§ STORED DATA:
——————————

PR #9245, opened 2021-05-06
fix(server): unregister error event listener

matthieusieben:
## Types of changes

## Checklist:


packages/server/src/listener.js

——————————

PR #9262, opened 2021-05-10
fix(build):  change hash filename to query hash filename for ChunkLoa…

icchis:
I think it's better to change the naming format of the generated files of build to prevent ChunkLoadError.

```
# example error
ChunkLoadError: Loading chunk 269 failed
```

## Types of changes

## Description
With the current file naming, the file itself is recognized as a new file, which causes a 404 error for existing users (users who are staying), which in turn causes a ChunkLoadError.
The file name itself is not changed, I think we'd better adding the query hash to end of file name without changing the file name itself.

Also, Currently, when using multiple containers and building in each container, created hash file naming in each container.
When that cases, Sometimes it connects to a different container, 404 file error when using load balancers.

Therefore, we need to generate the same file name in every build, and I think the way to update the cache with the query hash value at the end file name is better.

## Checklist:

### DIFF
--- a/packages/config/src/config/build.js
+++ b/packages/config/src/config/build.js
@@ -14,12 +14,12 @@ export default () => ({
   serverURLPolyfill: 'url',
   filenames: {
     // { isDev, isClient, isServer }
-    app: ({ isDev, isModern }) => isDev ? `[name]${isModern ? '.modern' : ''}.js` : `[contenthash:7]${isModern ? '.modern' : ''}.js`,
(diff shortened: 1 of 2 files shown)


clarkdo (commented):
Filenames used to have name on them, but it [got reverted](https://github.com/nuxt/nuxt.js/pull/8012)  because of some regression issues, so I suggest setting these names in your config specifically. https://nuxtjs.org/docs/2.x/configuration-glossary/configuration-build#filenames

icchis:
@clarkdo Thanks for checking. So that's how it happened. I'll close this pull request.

——————————

§ EXERCISE REQUIREMENTS: Could you write out, exactly as they stand, only the lines above that begin at the line with "With the current" and stop after the line with "isDev, isClient, isServer"?

§ ANSWER FOR THE TASK:
With the current file naming, the file itself is recognized as a new file, which causes a 404 error for existing users (users who are staying), which in turn causes a ChunkLoadError.
The file name itself is not changed, I think we'd better adding the query hash to end of file name without changing the file name itself.

Also, Currently, when using multiple containers and building in each container, created hash file naming in each container.
When that cases, Sometimes it connects to a different container, 404 file error when using load balancers.

Therefore, we need to generate the same file name in every build, and I think the way to update the cache with the query hash value at the end file name is better.

## Checklist:

### DIFF
--- a/packages/config/src/config/build.js
+++ b/packages/config/src/config/build.js
@@ -14,12 +14,12 @@ export default () => ({
   serverURLPolyfill: 'url',
   filenames: {
     // { isDev, isClient, isServer }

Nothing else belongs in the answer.